I have two submodules in a main repository that are tightly coupled with the code in the main repository. So much so that when performing a git grep, I'd like the main repo to be grepped along with those two specific submodules. I can't do a full git submodule foreach "git grep ... || true", because I have other submodules that are very large, and grepping through those submodules can take up to 15-20 seconds for each of them.

So, I need a more specific solution than git submodule foreach, that allows me to specify the specific submodules to grep though, along with grepping my main repo.

My two submodules are foo and submodules/bar

Here's my current solution. This allows me to say git gpx -i something.*interesting, etc. I'm still new at creating git aliases, so I'm hoping this solution can be improved.

[alias]
    inr = "!f() { cd $1 && $2 ;}; f"
    gprs = "!f() { for r in $1; do git inr $r \"git grep $2\" | perl -pe \"s|^|$r/|\"; done ;}; f"
    gpx = "!f() { git grep $*; git gprs 'foo submodules/bar' \"$*\" ;}; f"

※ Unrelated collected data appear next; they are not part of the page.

PR #12049, opened 2026-07-08
gh-12041 return 422 for batch delete with missing match fields

### LINKED ISSUE #12041: Batch delete returns HTTP 500 instead of 422 when match.where or match.class is missing

Clean weaviate v1.38.2 container, default config. Create any class, then send a batch delete missing a required field:

```bash
# Setup
curl -X POST "http://localhost:8080/v1/schema" \
  -d '{"class":"BoundaryTestBatchDelete","vectorizer":"none",
       "properties":[{"name":"title","dataType":["text"]}]}'
```

**Case A — `match.class` present, `match.where` absent** (docs mark `where` as required):

```bash
curl -X DELETE "http://localhost:8080/v1/batch/objects" \
  -d '{"match":{"class":"BoundaryTestBatchDelete"},"output":"minimal"}'
```

**Case B — empty `match` object** (both required fields absent):

```bash
curl -X DELETE "http://localhost:8080/v1/batch/objects" \
  -d '{"match":{},"output":"minimal"}'
```

---

Per the [batch delete docs](https://weaviate.io/developers/weaviate/api/rest/batch#delete-objects), both `match.class` and `match.where` are listed as **required** fields:

```
"match": {
  "class": "<ClassName>",   # required
  "where": { ... },         # required
}
```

EDIT: One problem I discovered is that I lose quotes around the regex, so I cannot call something like this: git gpx -i "foo bar", because it gets translated to this: git grep -i foo bar. I can't think of a clean way to avoid this.

Clayton Stanley
  • 7,513
  • 9
  • 32
  • 46

1 Answers1

2

REDO: I had hacked together a bash script with that script to do the paging (mentioned at the bottom), but noticed that your example already prefixed the search path. I modified your alias a little bit and now find that this works for me:

[alias]
    gpx = "!f() { list=$1; shift; for r in . $list; do ( cd $r; git grep $@ | perl -pe \"s|^|$r/|\"; ); done ;}; f"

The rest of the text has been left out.